**Dataset entries**
- - -

PR #1603, opened 2021-12-03
Upgrade WorkManager to 2.7.1

marcosholgado:
Task/Issue URL: https://app.asana.com/0/414730916066338/1201445526459254

### Description
This PR upgrades Work Manager to the latest version.

### Steps to test this PR

_Make sure Work Manager still works!_
Some areas to check
1. Remote privacy config is downloaded correctly
1. Notifications work as expected (change the notifications scheduler to a few seconds rather than day to test this)
1. Overall filter for "work" in the logcat to check everything is being scheduled.

### DIFF
--- a/app/src/main/AndroidManifest.xml
+++ b/app/src/main/AndroidManifest.xml
@@ -28,11 +28,16 @@
 
         <!-- Disable WorkManager's default initialization so we can use Dagger with it -->
         <provider
-            android:name="androidx.work.impl.WorkManagerInitializer"
-            android:authorities="${applicationId}.workmanager-init"
-            android:enabled="false"
+            android:name="androidx.startup.InitializationProvider"
+            android:authorities="${applicationId}.androidx-startup"
             android:exported="false"
-            tools:replace="android:authorities" />
+            tools:node="merge">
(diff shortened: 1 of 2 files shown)


app/src/main/AndroidManifest.xml
```diff
@@ -28,11 +28,16 @@
...
+            android:authorities="${applicationId}.androidx-startup"
             android:exported="false"
-            tools:replace="android:authorities" />
+            tools:node="merge">
+            <!-- If you are using androidx.startup to initialize other components -->
+            <meta-data
+                android:name="androidx.work.WorkManagerInitializer"
+                android:value="androidx.startup"
+                tools:node="remove" />
+        </provider>
```
aitorvs, line 40: Just curious, why do we need to add the `metada` now?

aitorvs (commented):
Also checked some of the workers in the VN and also seems to work as expected

app/src/main/AndroidManifest.xml
marcosholgado: It is in the documentation (https://developer.android.com/jetpack/androidx/releases/work), I actually tried without it and didn't work.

- - -

**WORK TO BE COMPLETED**
Which lines of the records above hold the word "expected"? Copy each one out.

**ANSWER BELOW**
1. Notifications work as expected (change the notifications scheduler to a few seconds rather than day to test this)
Also checked some of the workers in the VN and also seems to work as expected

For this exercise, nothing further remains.